Problem. Beneath this instruction is a block of data; output from it exactly the lines that run from the one containing "PR #4082, opened 2026-05-25" through the one containing "- A redundant", inclusive.

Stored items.
******************************

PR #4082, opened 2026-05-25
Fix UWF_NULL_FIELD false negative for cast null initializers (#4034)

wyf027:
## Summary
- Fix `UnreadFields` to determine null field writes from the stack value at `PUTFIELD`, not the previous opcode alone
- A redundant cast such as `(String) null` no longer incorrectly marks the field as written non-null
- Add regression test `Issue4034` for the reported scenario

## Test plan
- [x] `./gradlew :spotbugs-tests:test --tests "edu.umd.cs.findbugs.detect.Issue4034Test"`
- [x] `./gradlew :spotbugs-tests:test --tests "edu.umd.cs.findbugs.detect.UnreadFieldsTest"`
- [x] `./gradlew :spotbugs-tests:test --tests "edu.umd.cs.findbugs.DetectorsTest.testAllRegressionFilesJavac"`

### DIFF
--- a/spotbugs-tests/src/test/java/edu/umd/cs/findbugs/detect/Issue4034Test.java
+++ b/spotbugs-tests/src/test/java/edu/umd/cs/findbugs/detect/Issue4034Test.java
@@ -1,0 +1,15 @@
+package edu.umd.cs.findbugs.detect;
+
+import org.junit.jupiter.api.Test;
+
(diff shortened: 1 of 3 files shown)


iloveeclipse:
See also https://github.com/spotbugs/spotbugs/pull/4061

******************************

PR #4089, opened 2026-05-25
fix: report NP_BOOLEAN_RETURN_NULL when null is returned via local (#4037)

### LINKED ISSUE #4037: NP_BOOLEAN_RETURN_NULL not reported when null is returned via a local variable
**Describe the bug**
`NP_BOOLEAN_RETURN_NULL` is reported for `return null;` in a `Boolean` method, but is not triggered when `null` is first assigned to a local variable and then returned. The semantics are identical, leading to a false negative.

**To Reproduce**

******************************

Written response.
PR #4082, opened 2026-05-25
Fix UWF_NULL_FIELD false negative for cast null initializers (#4034)

wyf027:
## Summary
- Fix `UnreadFields` to determine null field writes from the stack value at `PUTFIELD`, not the previous opcode alone
- A redundant cast such as `(String) null` no longer incorrectly marks the field as written non-null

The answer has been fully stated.